INSERT INTO T (seller_id, payment_id, payment_time, second_diff)
VALUES
    (1, 'pl',  '2015-01-08 09:23:04', 151),
    (1, 'p2',  '2015-01-08 09:25:35', 50),
    (1, 'p3',  '2015-01-08 09:26:25', 48),
    (1, 'p4',  '2015-01-08 09:27:23', 36),
    (1, 'p5',  '2015-01-08 09:27:59', 41),
    (1, 'p6',  '2015-01-08 09:28:40', 70),
    (1, 'p7',  '2015-01-08 09:29:50', 50),
    (1, 'p8',  '2015-01-08 09:30:40', 45),
    (1, 'p9',  '2015-01-08 09:31:25', 35),
    (1, 'p10', '2015-01-08 09:32:00', null),
    (2, 'pll', '2015-01-08 09:25:35', 25),
    (2, 'p12', '2015-01-08 09:26:00', 55),
    (2, 'p13', '2015-01-08 09:26:55', 30),
    (2, 'p14', '2015-01-08 09:27:25', 95),
    (2, 'p15', '2015-01-08 09:29:00', null),
    (3, 'p16', '2015-01-08 10:41:00', 65),
    (3, 'p17', '2015-01-08 10:42:05', 75),
    (3, 'p18', '2015-01-08 10:43:20', 90),
    (3, 'p19', '2015-01-08 10:43:20', 39),
    (3, 'p20', '2015-01-08 10:43:59', 50),
    (3, 'p21', '2015-01-08 10:44:49', null);

Solution

  • with A as (
        select seller_id, payment_time, second_diff,
            case when
                lag(case when second_diff < 60 then 1 else 0 end)
                    over (partition by seller_id order by payment_time)
                  = case when second_diff < 60 then 1 else 0 end
                then 0 else 1 end as transition
        from T
    ), B as (
        select *,
            sum(transition)
                over (partition by seller_id order by payment_time) as grp
        from A
    ), C as (
        select seller_id, count(*) as p
        from B
        where second_diff < 60
        group by seller_id, grp
        having count(*) >= 3
    ) 
    select count(distinct seller_id) as sellers, sum(p) as payments
    from C;
    

    This approach looks for transitions in the values, counting them up. The output values of the inner case expressions don't really matter as long as they match.

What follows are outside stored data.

PR #886, opened 2026-01-12
rename cdict/sdict to expected_state/actual_state

### LINKED ISSUE #705: rename cdict and sdict
see #704

CroneKorkN:
rename cdict/sdict to expected_state/actual_state

fixes #705

### DIFF
--- a/bundlewrap/items/__init__.py
+++ b/bundlewrap/items/__init__.py
@@ -828,10 +828,10 @@ class Item:
 
     def display_on_create(self, expected_state):
         """
-        Given a expected_state as implemented above, modify it to better suit
-        interactive presentation when an item is created. If there are
-        any when_creating attributes, they will be added to the expected_state
-        before it is passed to this method.
+        Given an expected_state dict as implemented above, modify it to
+        better suit interactive presentation when an item is created. If
+        there are any when_creating attributes, they will be added to
+        the expected_state before it is passed to this method.
 
         MAY be overridden by subclasses.
         """
@@ -849,8 +849,8 @@ class Item:
 
     def display_on_delete(self, actual_state):
         """
-        Given an actual_state as implemented above, modify it to better suit
-        interactive presentation when an item is deleted.
+        Given an actual_state dict as implemented above, modify it to
+        better suit interactive presentation when an item is deleted.
 
         MAY be overridden by subclasses.
         """
--- a/docs/content/guide/dev_item.md
+++ b/docs/content/guide/dev_item.md
@@ -47,9 +47,9 @@ Create a new file called `/your/bundlewrap/repo/items/foo.py`. You can use this 
         @property
         def expected_state(self):
             """
-            Return a state-dict that describes the expeced state of this item
-            as configured in the repo. Returning `None` instead means that the
-            item should not exist on the node.
+            Return a dict describing the expected state of this item on
+            the node. Returning `None` instead means that the item
+            should not exist.
 
             Implementing this method is optional. The default implementation
             uses the attributes as defined in the bundle.
@@ -59,21 +59,21 @@ Create a new file called `/your/bundlewrap/repo/items/foo.py`. You can use this 
         @property
         def actual_state(self):
             """
-            Return a state-dict that describes the actual state of this item
-            on the node. Returning `None` instead means that the item does not
-            exist on the node.
+            Return a dict describing the actual state of this item on
+            the node. Returning `None` instead means that the item does
+            not exist on the node.
 
-            For the item to validate as correct, the values for all keys in
-            self.expected_state have to match this actual_state.
+            For the item to validate as correct, the values for all keys
+            in self.expected_state have to match this actual_state.
             """
             raise NotImplementedError
 
         def display_on_create(self, expected_state):
             """
-            Given a expected_state as implemented above, modify it to better suit
-            interactive presentation when an item is created. If there are
-            any when_creating attributes, they will be added to the expected_state
-            before it is passed to this method.
+            Given an expected_state dict as implemented above, modify it to
+            better suit interactive presentation when an item is created. If
+            there are any when_creating attributes, they will be added to
+            the expected_state before it is passed to this method.
 
             Implementing this method is optional.
             """
@@ -91,8 +91,8 @@ Create a new file called `/your/bundlewrap/repo/items/foo.py`. You can use this 
 
         def display_on_delete(self, actual_state):
             """
-            Given an actual_state as implemented above, modify it to better suit
-            interactive presentation when an item is deleted.
+            Given an actual_state dict as implemented above, modify it to
+            better suit interactive presentation when an item is deleted.
 
             Implementing this method is optional.
             """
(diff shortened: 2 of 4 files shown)


CHANGELOG.md
```diff
@@ -448,7 +448,7 @@
 
 2020-10-30
 
-* fixed tomlkit types not being accepted as statedict values
+* fixed tomlkit types not being accepted as actual_state values
```
vain: I wouldn’t touch the CHANGELOG. This is a historical document and should describe things as they were back then.

(Besides, due to the ambiguous nature of those old terms, this change might be incorrect: “statedict” might have referred to the general concept of “this is a dict that describes state”, i.e. *both* `actual_state` and `expected_state`.)

bundlewrap/cmdline/items.py
```diff
@@ -8,7 +8,7 @@
 from ..exceptions import FaultUnavailable
 from ..items import BUILTIN_ITEM_ATTRIBUTES
 from ..utils.cmdline import get_item, get_node
-from ..utils.dicts import statedict_to_json
+from ..utils.dicts import actual_state_to_json
```
vain: Same here, this isn’t correct: “statedict” refers to the general concept of “this is a dict that holds state (either configured or currently on the node)”.

For example, `statedict_to_json()` is called in `bundlewrap/cmdline/items.py` around line 142 and if you scroll up a few lines, you’ll see that its argument can either be a `cdict` or an `sdict`.

I’d suggest keeping the term “statedict” as a general term and `actual_state` and `expected_state` are both statedicts.

docs/content/guide/dev_item.md
```diff
@@ -142,9 +141,9 @@ Create a new file called `/your/bundlewrap/repo/items/foo.py`. You can use this
 Step 3: Implement methods
 -------------------------
 
-You should probably start with `sdict()`. Use `self.run("command")` to run shell commands on the current node and check the `stdout` property of the returned object.
+You should probably start with `actual_state()`. Use `self.run("command")` to run shell commands on the current node and check the `stdout` property of the returned object.
 
-The only other method you have to implement is `fix`. It doesn't have to return anything and just uses `self.run()` to fix the item. To do this efficiently, it may use the provided parameters indicating which keys differ between the should-be sdict and the actual one. Both sdicts are also provided in case you need to know their values.
+The only other method you have to implement is `fix`. It doesn't have to return anything and just uses `self.run()` to fix the item. To do this efficiently, it may use the provided parameters indicating which keys differ between the should-be actual_state and the actual one. Both actual_states are also provided in case you need to know their values.
```
vain: When using underscores in Markdown files, please be careful with underlines, because they signify emphasize. Either write \`actual_state\` in backticks or use a backslashed actual\\\_state.

bundlewrap/cmdline/parser.py
```diff
@@ -501,7 +501,7 @@ def build_parser_bw():
     information_group.add_argument(
         "--state",
```
fkusei: We might want to rename this, so it's clear this is the *actual state*, not the *expected state*.

bundlewrap/items/__init__.py
```diff
@@ -683,17 +682,19 @@ def run(self, command, **kwargs):
...
-        dict). Returning `None` instead means that the item should
-        not exist.
+        Return a dict describing the expected state of this item on the node.
+        Returning `None` instead means that the item should not exist.
 
         MAY be overridden by subclasses.
         """
         return self.attributes
 
+    def cdict(self):
```
fkusei: Why keep this? Do we need this anywhere?

bundlewrap/items/__init__.py
```diff
@@ -878,20 +879,22 @@ def preview(self):
...
 
         For the item to validate as correct, the values for all keys in
-        self.cdict() have to match this statedict.
+        self.expected_state() have to match this actual_state.
 
         MUST be overridden by subclasses.
         """
         raise NotImplementedError()
 
+    def sdict(self):
```
fkusei: See line 694

docs/content/guide/dev_item.md
```diff
@@ -47,9 +44,9 @@ Create a new file called `/your/bundlewrap/repo/items/foo.py`. You can use this
         def __repr__(self):
             return "<Foo attribute:{}>".format(self.attributes['attribute'])
 
-        def cdict(self):
+        def expected_state(self):
             """
-            Return a statedict that describes the target state of this item
+            Return a actual_state that describes the target state of this item
```
fkusei: expected_state

docs/content/guide/dev_item.md
```diff
@@ -158,9 +155,9 @@ Create a new file called `/your/bundlewrap/repo/items/foo.py`. You can use this
 Step 3: Implement methods
 -------------------------
 
-You should probably start with `sdict()`. Use `self.run("command")` to run shell commands on the current node and check the `stdout` property of the returned object.
+You should probably start with `actual_state()`. Use `self.run("command")` to run shell commands on the current node and check the `stdout` property of the returned object.
 
-The only other method you have to implement is `fix`. It doesn't have to return anything and just uses `self.run()` to fix the item. To do this efficiently, it may use the provided parameters indicating which keys differ between the should-be sdict and the actual one. Both sdicts are also provided in case you need to know their values.
+The only other method you have to implement is `fix`. It doesn't have to return anything and just uses `self.run()` to fix the item. To do this efficiently, it may use the provided parameter `status.keys_to_fix` indicating which keys differ between the `expected_state` and the `actual_state`. Both state-dicts are also provided in case you need to know their values.
```
fkusei: The parameter is `status`, which is an `ItemStatus` with attributes `keys_to_fix`, `must_be_created` and `must_be_deleted`. Docs should reflect that.

fkusei (commented):
Thoughts:

- We have a lot of `def expected_state(): expected_state = self.attributes.copy()`. This means we're overwriting the variable inside the function, which works fine, but is difficult to read. Can we maybe rename the inner variable to `state` or something like that? (probably same for `def actual_state()`
- Can we make `expected_state` and `actual_state` a property? This feels "more correct"

bundlewrap/items/__init__.py
MaZderMind: we discussed that with this in place it would not be a very breaking change, because existing custom-items would continue to work. However renaming the methods in them would also not be too big of a burden on users.

docs/content/guide/dev_item.md
MaZderMind: yea, the docs were not to clear to begin with…

bundlewrap/items/__init__.py
Kunsi: huh? This method will never be called by bundlewrap, neither here nor in custom items. It's just dead code.

MaZderMind: either way, the way it was implemented did not achieve this goal either, i'l simply remove them

Kunsi (approved):

vain (approved):

vain:
Ready to merge, imo.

    https://dbfiddle.uk/?rdbms=postgres_9.6&fiddle=606b796d793248336a95637f02ce117b

    Here are some variations on the theme:

    Option #1b:

    with A as (
        select seller_id, payment_time, second_diff,
            case when
                lag(case when second_diff < 60 then 1 else 0 end)
                    over (partition by seller_id order by payment_time)
                  = case when second_diff < 60 then 1 else 0 end
                then 0 else 1 end as transition
        from T
    ), B as (
        select *,
            sum(transition)
                over (partition by seller_id order by payment_time) as grp
        from A
    )
    select
        dense_rank() over (order by seller_id)
          + dense_rank() over (order by seller_id desc) - 1 as sellers,
        sum(count(*)) over () as payments
    from B
    where second_diff < 60
    group by seller_id, grp
    having count(*) >= 3
    limit 1;
    

    This is just a different way to do the count(distinct) in one step.

    Option #2:

    with A as (
        select seller_id, payment_time, second_diff,
            row_number() over (partition by seller_id order by payment_time) as rn
        from T
    ), B as (
        select *,
            rn - row_number() over (partition by seller_id order by payment_time) as grp
        from A
        where second_diff < 60    
    ), C as (
        select seller_id, count(*) as p
        from B
        group by seller_id, grp
        having count(*) >= 3
    ) 
    select count(distinct seller_id) as sellers, sum(p) as payments
    from C;
    

    This method uses row numbering pre- and post-filtering find breaks in the series.